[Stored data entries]
PR #4848, opened 2017-01-23
Improvements to sketch launching and stopping

JakubValtar:
- Put stuff on correct threads and added proper synchronization
- Run button stays active after restarting sketch
- Run and Stop buttons now work reliably
- Restarting sketch with Run button while debugging is fixed


benfry:
Awesome, thank you.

◆ **TASK ITEM**: Every line with "sketch" in it should be copied from the entries.

◆ **COMPLETED EXERCISE**:
Improvements to sketch launching and stopping
- Run button stays active after restarting sketch
- Restarting sketch with Run button while debugging is fixed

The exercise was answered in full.